PR #2833, opened 2023-11-13
MDEV-32790: Output result in show create table for mysql_json type should be longtext

an3l:

## PR quality check

### DIFF
--- a/plugin/type_mysql_json/type.cc
+++ b/plugin/type_mysql_json/type.cc
@@ -62,7 +62,7 @@ public:
   bool parse_mysql(String *dest, const char *data, size_t length) const;
   bool send(Protocol *protocol) { return Field::send(protocol); }
   void sql_type(String &s) const
-  { s.set_ascii(STRING_WITH_LEN("json /* MySQL 5.7 */")); }
+  { s.set_ascii(STRING_WITH_LEN("mysql_json /* JSON from MySQL 5.7 */")); }
   /* this will make ALTER TABLE to consider it different from built-in field */
   Compression_method *compression_method() const { return (Compression_method*)1; }
 };
--- a/mysql-test/main/mysql_json_table_recreate.result
+++ b/mysql-test/main/mysql_json_table_recreate.result
@@ -169,3 +169,47 @@ Total_Number_of_Tests	Succesful_Tests	String_is_valid_JSON
 drop table tempty;
 drop table mysql_json_test;
 drop table mysql_json_test_big;
+#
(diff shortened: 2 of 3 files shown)


plugin/type_mysql_json/type.cc
```diff
@@ -62,7 +62,7 @@ class Field_mysql_json: public Field_blob
   bool parse_mysql(String *dest, const char *data, size_t length) const;
   bool send(Protocol *protocol) { return Field::send(protocol); }
   void sql_type(String &s) const
-  { s.set_ascii(STRING_WITH_LEN("json /* MySQL 5.7 */")); }
+  { s.set_ascii(STRING_WITH_LEN("longtext /* MySQL 5.7 */")); }
```
vuvova, line 65: Better `/* JSON from MySQL 5.7 */`
because `longtext` is the same in MariaDB and in MySQL 5.7, so it's unclear why `SHOW CREATE` will print this comment.

an3l: Thanks, have updated.

cvicentiu (changes requested):
Hi @an3l!

I'm ok with the changes in `plugin/type/type_mysql_json.cc`.

I don't agree with the test case however. We shouldn't allow `create table t1(j mysql_json);` in the first place.

To test the change, you should run `show create table` on a table that was created in mysql.

You can use the tempty table from before. Just copy the data files again.

```
--copy_file std_data/mysql_json/tempty.frm $MYSQLD_DATADIR/test/tempty.frm
--copy_file std_data/mysql_json/tempty.MYI $MYSQLD_DATADIR/test/tempty.MYI
--copy_file std_data/mysql_json/tempty.MYD $MYSQLD_DATADIR/test/tempty.MYD
```

an3l:
HI @cvicentiu , 
your suggestion is done in PR[ #2839](https://github.com/MariaDB/server/pull/2839).
But I would also suggest to merge current PR in current form and after review of PR #2839 to update the test accordingly

an3l:
Hi @cvicentiu, 
in order to address this bug we have to create the table with `mysql_json` field type.
Using MySQL files from `std_data` will raise  `ER_TABLE_NEEDS_REBUILD` and that's why we couldn't even catch this bug before.
So I'm suggesting to merge this PR to have logical sequence of changes in git history. 
After merge, I will update PR #2839 accordingly.

cvicentiu:
Feel free to merge this after my last suggestion is implemented.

--- --- ---

**What you will do:**
Reproduce exactly the stretch of the material above that starts at the line with "-169,3 +169,47 @@" and ends at the line with "in order to", both included, and nothing else.

**Finished task:**
@@ -169,3 +169,47 @@ Total_Number_of_Tests	Succesful_Tests	String_is_valid_JSON
 drop table tempty;
 drop table mysql_json_test;
 drop table mysql_json_test_big;
+#
(diff shortened: 2 of 3 files shown)


plugin/type_mysql_json/type.cc
```diff
@@ -62,7 +62,7 @@ class Field_mysql_json: public Field_blob
   bool parse_mysql(String *dest, const char *data, size_t length) const;
   bool send(Protocol *protocol) { return Field::send(protocol); }
   void sql_type(String &s) const
-  { s.set_ascii(STRING_WITH_LEN("json /* MySQL 5.7 */")); }
+  { s.set_ascii(STRING_WITH_LEN("longtext /* MySQL 5.7 */")); }
```
vuvova, line 65: Better `/* JSON from MySQL 5.7 */`
because `longtext` is the same in MariaDB and in MySQL 5.7, so it's unclear why `SHOW CREATE` will print this comment.

an3l: Thanks, have updated.

cvicentiu (changes requested):
Hi @an3l!

I'm ok with the changes in `plugin/type/type_mysql_json.cc`.

I don't agree with the test case however. We shouldn't allow `create table t1(j mysql_json);` in the first place.

To test the change, you should run `show create table` on a table that was created in mysql.

You can use the tempty table from before. Just copy the data files again.

```
--copy_file std_data/mysql_json/tempty.frm $MYSQLD_DATADIR/test/tempty.frm
--copy_file std_data/mysql_json/tempty.MYI $MYSQLD_DATADIR/test/tempty.MYI
--copy_file std_data/mysql_json/tempty.MYD $MYSQLD_DATADIR/test/tempty.MYD
```

an3l:
HI @cvicentiu , 
your suggestion is done in PR[ #2839](https://github.com/MariaDB/server/pull/2839).
But I would also suggest to merge current PR in current form and after review of PR #2839 to update the test accordingly

an3l:
Hi @cvicentiu, 
in order to address this bug we have to create the table with `mysql_json` field type.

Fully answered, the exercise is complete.